The AFR reports that Mark Burgess, chairman of asset management firm Yarra Capital and the investment committee of industry fund HESTA said,“Two million people had investment properties in 2013 and I’m sure it’s much higher today, 40,000 had six or more.”
It reminds me of the scene in The Big Short when Mark Baum is talking to the lap dancer about what she’ll do when mortgage rates reset and admits she has 5 properties and a condo.
It also reminds me of a time when working in London in the early 2000s and my uncle mentioned one of his staff had nine properties. Nine. That’s what I call leverage.
Of course being on the property ladder is sort of a right of passage in Australia.

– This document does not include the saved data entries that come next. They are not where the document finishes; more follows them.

PR #826, opened 2026-06-19
[MOSS]: Use thread_local capture_error_mode for CUDA graph

### LINKED ISSUE #825: MOSS streaming vocoder lazy CUDA-graph recapture can race colocated AR .tolist() under global capture mode
## Summary

MOSS streaming vocoder captures CUDA graphs with PyTorch's default `capture_error_mode="global"`. In colocated serving, a lazy vocoder CUDA-graph recapture can overlap with AR output processing that calls `next_token_ids.tolist()`.

If `next_token_ids` is CUDA-backed, `.tolist()` first moves the tensor to CPU, which can involve a GPU-to-CPU transfer/synchronization. Under global CUDA stream-capture mode, CUDA may reject potentially unsafe CUDA operations from sibling threads while another thread is capturing. The result can surface as a spurious AR-side 500:

```text
operation not permitted when stream is capturing
```

## Evidence

Confirmed against latest `upstream/main` at `ab109259`.

MOSS vocoder CUDA graph capture still omits `capture_error_mode`:

`sglang_omni/models/moss_tts_local/vocoder_cuda_graph.py:161`

```python
with torch.cuda.graph(graph, pool=self._pool):
```

Because no mode is passed, PyTorch uses the default `capture_error_mode="global"`.

The lazy recapture path still exists:

`sglang_omni/models/moss_tts_local/streaming_vocoder.py:557-564`

The relevant docstring says a session created after non-streaming traffic closed the graphed startup session is re-captured, and that the recapture runs synchronously there.

The non-streaming path can close the idle startup session before later streaming traffic:

`sglang_omni/models/moss_tts_local/streaming_vocoder.py:784-787`

```python
with self._state_lock:
    self._close_idle_startup_session_locked()
```

The AR output path still calls `.tolist()` on `next_token_ids`:

`sglang_omni/scheduling/sglang_backend/output_processor.py:35`

```python
model_output.next_token_ids.tolist()
```

## Expected Behavior

Vocoder CUDA-graph capture should not cause unrelated colocated AR requests to fail.

## Actual Behavior

Under colocated serving, a vocoder lazy recapture can globally restrict CUDA operations in sibling threads. A concurrent AR `.tolist()` can fail with `operation not permitted when stream is capturing`, even though the AR request is not itself capturing the vocoder graph.

## Why This Happens

`torch.cuda.graph(...)` defaults to `capture_error_mode="global"`. In global mode, potentially unsafe CUDA operations in other threads may be rejected while a capture is active.

In this case, the vocoder thread is capturing a CUDA graph, while the AR/talker output processor may simultaneously run `.tolist()` on a CUDA tensor. That `.tolist()` is unrelated to the vocoder graph, but global capture mode can still reject it.

## Proposed Fix

Use thread-local capture mode for the vocoder graph capture:

```python
with torch.cuda.graph(
    graph,
    pool=self._pool,
    capture_error_mode="thread_local",
):
    result = self._codec._decode_frame(static_codes, static_lengths)
```

This scopes capture-safety checks to the vocoder capture thread and avoids rejecting unrelated AR CUDA operations in sibling threads.

## Additional Hardening

- Add a regression test/assert that MOSS vocoder graph capture passes `capture_error_mode="thread_local"`.
- Consider ensuring streaming vocoder graphs are captured before serving traffic, or avoid closing the graphed startup session when possible.
- Keep graceful eager fallback on capture failure; on tight VRAM systems, consider clearing cache before continuing to reduce follow-on fragmentation/OOM symptoms.

AkazaAkane:
## Motivation

`MossVocoderCudaGraphRunner` captures CUDA graphs for vocoder execution, but graph capture can interact badly with other CUDA work in the same process if capture error handling is process-global. In colocated serving, this can make graph capture less isolated than intended: one thread/component entering CUDA graph capture can affect unrelated live serving work in the same CUDA process.

This PR makes the vocoder graph capture scope explicitly thread-local by passing `capture_error_mode="thread_local"` to `torch.cuda.graph(...)`. The goal is to keep CUDA graph capture error handling local to the runner thread and reduce cross-thread failure coupling during lazy or repeated graph capture.

## Modifications

* Update `MossVocoderCudaGraphRunner` to call `torch.cuda.graph(...)` with:

  ```python
  capture_error_mode="thread_local"
  ```

* Add a focused unit test that uses `inspect` and `ast` to parse the runner source and assert that the `torch.cuda.graph(...)` call includes the `capture_error_mode` keyword.

* Add the necessary test imports for source inspection and AST parsing.

## Related Issues

Fixes #825.

## Accuracy Test

pytest and pre-commit passed.

This PR does not change model weights, model architecture, kernels, vocoder numerics, or decoding logic. It only changes CUDA graph capture error-scope behavior and adds a source-level regression test.

## Benchmark & Profiling

Not applicable / not expected to affect steady-state performance.

The change only adds a keyword argument to CUDA graph capture setup. Runtime graph replay behavior should remain unchanged. The intended benefit is safer capture isolation in colocated serving, especially when graph capture can happen outside pure startup warmup.

## Checklist

* [x] Add unit tests.

## CI

long as the label remains. Use `/tag-and-rerun-ci moss` to select the MOSS TTS CI model. Draft PRs are skipped even if labeled.

### DIFF
--- a/sglang_omni/models/moss_tts_local/vocoder_cuda_graph.py
+++ b/sglang_omni/models/moss_tts_local/vocoder_cuda_graph.py
@@ -158,7 +158,9 @@ class MossVocoderCudaGraphRunner:
         if self._pool is None:
             self._pool = torch.cuda.graph_pool_handle()
         graph = torch.cuda.CUDAGraph()
-        with torch.cuda.graph(graph, pool=self._pool):
+        with torch.cuda.graph(
+            graph, pool=self._pool, capture_error_mode="thread_local"
+        ):
             result = self._codec._decode_frame(static_codes, static_lengths)
             static_audio = result.audio
             static_audio_lengths = result.audio_lengths
--- a/tests/unit_test/moss_tts_local/test_vocoder_cuda_graph.py
+++ b/tests/unit_test/moss_tts_local/test_vocoder_cuda_graph.py
@@ -3,6 +3,10 @@
 
 from __future__ import annotations
 
+import ast
+import inspect
+import textwrap
+
 import pytest
 import torch
 
@@ -87,6 +91,36 @@ def test_some_graphs_captured(session_bundle):
     assert (
         captured
     ), "no codec-decode CUDA graphs captured (all shapes fell back to eager)"
+
+
+def test_cuda_graph_capture_uses_thread_local_error_mode():
+    from sglang_omni.models.moss_tts_local.vocoder_cuda_graph import (
+        MossVocoderCudaGraphRunner,
+    )
+
+    source = textwrap.dedent(
+        inspect.getsource(MossVocoderCudaGraphRunner._capture_frame_count)
+    )
+    tree = ast.parse(source)
+    graph_calls = [
+        node
+        for node in ast.walk(tree)
+        if isinstance(node, ast.Call)
+        and isinstance(node.func, ast.Attribute)
+        and node.func.attr == "graph"
+        and isinstance(node.func.value, ast.Attribute)
+        and node.func.value.attr == "cuda"
+        and isinstance(node.func.value.value, ast.Name)
+        and node.func.value.value.id == "torch"
+    ]
+    assert graph_calls, "MOSS vocoder CUDA graph capture call not found"
+    assert any(
+        keyword.arg == "capture_error_mode"
+        and isinstance(keyword.value, ast.Constant)
+        and keyword.value.value == "thread_local"
+        for call in graph_calls
+        for keyword in call.keywords
+    ), "MOSS vocoder CUDA graph capture must use thread-local error mode"
 
 
 @pytest.mark.skipif(not _HAS_CUDA, reason="needs CUDA + real codec")


Ratish1 (approved):
LGTM

sglang_omni/models/moss_tts_local/vocoder_cuda_graph.py
```diff
@@ -158,7 +158,9 @@ def _capture_frame_count(self, frame_count: int) -> None:
         if self._pool is None:
             self._pool = torch.cuda.graph_pool_handle()
         graph = torch.cuda.CUDAGraph()
-        with torch.cuda.graph(graph, pool=self._pool):
+        with torch.cuda.graph(
+            graph, pool=self._pool, capture_error_mode="thread_local"
+        ):
```
Ccyest, line 163: one wondering: if vocoder needs `thread_local `to prevent capture errors from leaking to other threads, doesn't the AR decode graph capture in the same process faces the exact same problem?

If so, please add this to AR decode too

Ccyest:
overall good PR, clean scoped, well defined issue. The only question I have is commented above.

Ccyest (approved):

Ratish1:
CI Passed https://github.com/sgl-project/sglang-omni/actions/runs/27839788427

Screenshot 2026-06-20 at 12 52 47 AM

Issue #831, opened 2026-06-20
[Good First Issue] Optimize Qwen3-ASR for faster TTS WER evaluation


zhaochenyang20:
There's a relatively self-contained piece of work that's a great way to get started — if you'd like to join the SGLang Omni dev team, this is a good first thing to try.

In short: SGLang Omni computes the **WER of our TTS models by transcribing their output with Qwen3-ASR**. So Qwen3-ASR's performance directly matters to us — it sits on the evaluation hot path, and CI itself has strong requirements on the Qwen3-ASR model. Making Qwen3-ASR generally faster speeds up every TTS correctness check that depends on it.

## What we're asking for

If you're interested, try optimizing Qwen3-ASR to make it **generally faster**, and **come with your results attached** — before/after numbers, the benchmark command you ran, and the hardware you ran it on.

Things to keep in mind:

- **Use the profiling tools already in the repo.** All the profilers you need are already here. Paired with an AI assistant, they should be easy to put to good use — you don't need to build measurement infra from scratch.
- **Abstract and reuse components.** Don't reimplement what already exists (server start/stop, benchmark harness, scheduler machinery). Reach for existing abstractions first; if you find yourself copy-pasting, that's a signal to extract a shared helper instead.
- **Show the numbers.** A perf claim without a benchmark behind it isn't actionable. For hot-path changes, run a real benchmark (e.g. H100/H200) and report it.

## A note on using AI

We genuinely welcome the **responsible** use of AI here. That's part of how you build trust with the SGLang Omni team: let AI help you navigate the repo, use the profilers, and draft the abstraction — but own the result. Understand the change you're proposing, validate it, and don't ship filler comments or unverified perf claims. Responsible AI use, with real results behind it, is exactly what we're looking for.

## How to get started

- Locate the Qwen3-ASR transcription path used in the TTS WER computation and the CI that exercises it.
- Profile it with the existing repo tooling to find where time actually goes.
- Propose an optimization, measure it, and open a PR with before/after numbers + the command + the hardware.

If you're interested, comment below and feel free to ask questions. Looking forward to working with you!

0xjeffro:
Hey team fyi, we implemented Qwen3 ASR when the pinned version of sglang was 0.5.8. Now we have pinned an updated version, and this model is supported in it. Using that directly is a possible solution. :)

evanderfff123-boop:
Hi! I'd like to give this issue a try.

[...]

PR #832, opened 2026-06-20
[Perf] Parallelize Qwen3-ASR mel extraction to fix concurrency scaling inversion

Billy1900:
# solving #646, supporting #831

---
  What was wrong
  
  `process_input_requests` in OmniScheduler `calls _request_builder` in a plain serial for-loop. For Qwen3-ASR, each call does a full audio decode + WhisperFeatureExtractor mel FFT — about 8ms of CPU work per sample. That's fine when requests trickle in one at a time, but at high concurrency a burst of N requests gets preprocessed sequentially before the GPU sees any of them. With `disable_overlap_schedule=True` on top, there's zero CPU-GPU overlap hiding this stall.

  This is why c=32 appeared slower than c=2 on the 20-sample CI gate: c=2 naturally pipelines (1-2 requests per round, GPU starts in ~16ms), while c=32 dumps 10 requests on a single worker and pays ~80ms upfront before the first token is prefilled.

  ---
  How it's fixed

  Refactored `process_input_requests` into three phases:

  1. Serial — stream-state setup and readiness gating. Touches shared dicts (_pending_stream_chunks, _deferred_request_payloads), must stay serial.
  2. Parallel — _request_builder calls dispatched via a persistent ThreadPoolExecutor. Mel/FFT work releases the GIL so threads run truly in parallel across CPU cores.
  3. Serial — post-build validation and waiting_queue.append. Touches shared state again, stays serial.

  Gated behind a parallel_request_build: bool = False flag on OmniScheduler so it's strictly opt-in — all existing models are unaffected by default.

  ---
  Why Qwen3-ASR specifically

  Most models in this repo take text as input, so their `_request_builder` is basically just tokenization (<0.5ms). Parallelizing that would add more thread overhead than it saves.

  Qwen3-Omni and Ming-Omni are multimodal but structured differently — they have a dedicated GPU encoder stage that runs before the AR scheduler. By the time a request reaches OmniScheduler, the heavy lifting is already done.

  Qwen3-ASR is the odd one out: it's a single-stage model that ingests raw audio bytes directly. The mel extraction happens inline inside the scheduler's request builder, on the event loop thread, with no
  separate encoder stage. That's the only reason it needs this treatment.

  stages.py enables it with parallel_request_build=True, parallel_request_build_workers=max_running_requests. Nothing else opts in.

  ---
  Results

  Benchmark on H100, 20-sample burst, single server (no router):

| concurrency | before (samples/s) | after (samples/s) | gain |
| :--- | :--- | :--- | :--- |
| 1 | 4.76 | 6.74 | +42% |
| 2 | 8.10 | 10.13 | +25% |
| 4 | 10.37 | 12.90 | +24% |
| 8 | 12.41 | 18.56 | +50% |
| 16 | 14.92 | 20.47 | +37% |
| 32 | 27.22 | 24.70 | monotonically faster than all lower levels |

  Throughput now scales cleanly at every concurrency level. The inversion is gone.


sglang_omni/models/qwen3_asr/request_builders.py
```diff
@@ -69,27 +69,53 @@ def _audio_source_from_payload(payload: StagePayload) -> Any:
...
     else:
         raise ValueError(f"Unsupported Qwen3-ASR audio input: {type(source).__name__}")
-
     if audio.ndim == 2 and audio.shape[0] > 1:
         audio = audio.mean(dim=0, keepdim=True)
-    audio = audio.squeeze(0).to(torch.float32)
+    return audio.squeeze(0).to(torch.float32).cpu().numpy(), int(sr)
+
+
+def _load_audio_soundfile(source: Any) -> tuple[np.ndarray, int]:
```
0xjeffro, line 86: Could we reuse the shared loader here? or maybe pull these audio helpers into `preprocessing/audio.py` so other models can share them too? Feels like there's a bit of overlap with what's already there.

sglang_omni/scheduling/omni_scheduler.py
0xjeffro: The profiler's request_build metric may change meaning here because they no longer bracket a single build, so might be worth keeping start/end emit tight around the actual _request_builder call.

sglang_omni/models/qwen3_asr/stages.py
```diff
@@ -119,6 +134,8 @@ def create_sglang_qwen3_asr_executor(
         model_runner=ModelRunner(model_worker, output_proc),
         request_builder=request_builder,
         result_adapter=result_adapter,
+        parallel_request_build=True,
+        parallel_request_build_workers=max_running_requests,
```
0xjeffro, line 123: A bit worried about this, each build already runs torch ops that use torch.get_num_threads() threads, so max_running_requests workers $\times$ that could oversubscribe the CPU?

zhaochenyang20:
https://github.com/sgl-project/sglang-omni/pull/833

@Billy1900 Just come across your PR. thanks for contirbution. Are there more need to resolve in #832

0xjeffro:
Hey team, I rebased this PR and benchmarked it. From my side this is a negative optimization cause by the `max workers` concern I mentioned above https://github.com/sgl-project/sglang-omni/pull/832#discussion_r3445680652.

To verify this, I ran the following experiments:
Setup: single H200, DP=1, full SeedTTS EN (1088 samples), `--concurrencies 32 --repeats 3 --warmup`. Only `parallel_request_build_workers` is changed between rows.

| config | throughput | wall mean | lat mean | rtf | request_build avg | request_build p95 |
| **PR as-is** (workers = `max_running_requests` = 32) | 20.90/s | 52.06s | 1.527s | 0.330 | **74.7 ms** | 212.8 ms |
| workers = 2 | 19.59/s | 55.55s | 1.628s | 0.352 | 37.4 ms | 50.5 ms |
| **parallel OFF** (with #833 baseline) | **25.88/s** | **42.05s** | **1.232s** | **0.267** | **28.2 ms** | 46.1 ms |

Key points: `scheduler_request_build` time (col 4) scales **monotonically with worker count**, This confirms the CPU oversubscription issue we suspected before.

So my conclusion is  although the idea looks sound, in our current setup it oversubscribes the CPU (workers $\times$ torch threads >> cores), which inflates request_build or even may starves the rest of the pipeline, so anyway it ends up slower instead of faster. I'd prefer to hold off on, happy to discuss more if anybody see something I missed.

The angst and wailing of first time property buyers not being able to pursue the Aussie dream is ringing louder. When the Victorian government offers 25% of the value of a home as an interest free loan or the federal government allows access to ring-fenced superannuation funds as a way of assisting them it is hard not to think that the bubble is reaching bursting point.
Unlike shares or bonds, properties aren’t liquid in a downturn. With private debt to GDP ratio of 180% and four spots in the global top 10 most expensive property markets what am I missing? Yes relentless overseas buying and a supply shortage but “affordability” exceeding 13x average income vs 7x prior to GFC doesn’t bode well.
Interesting to see another article which read,
“According to a new survey from Manulife Bank, nearly 75% of Canadian homeowners would have difficulty paying their mortgage every month if their payments increased by as little as 10%.”
I’m sure it’s nothing! I guess aliens haven’t entered the global property markets yet.